INFORMATION: Begin
PR #107, opened 2021-10-12
Fix run id version db migration script.

ashwinath:
There was a mistake assuming that `run_id` could be patched in the db migrations script. This PR fixes and puts the `run_id` schema change in a new file. Tested inside a private kubernetes cluster.


infra/charts/turing/Chart.yaml
```diff
@@ -1,4 +1,4 @@
 apiVersion: v1
 description: "Turing: ML Experimentation System"
 name: turing
-version: 0.1.7
+version: 0.1.8
```
romanwozniak, line 4: Why do you need to change the helm chart version?

ashwinath: the migration scripts are packaged with the helm chart, so if its not bumped, there might be some issues with caching and stuff.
INFORMATION: End
WHAT THE EXERCISE ASKS |
Report each line above that includes the string "ashwinath".

RESULT FOR THIS TASK |
ashwinath:
ashwinath: the migration scripts are packaged with the helm chart, so if its not bumped, there might be some issues with caching and stuff.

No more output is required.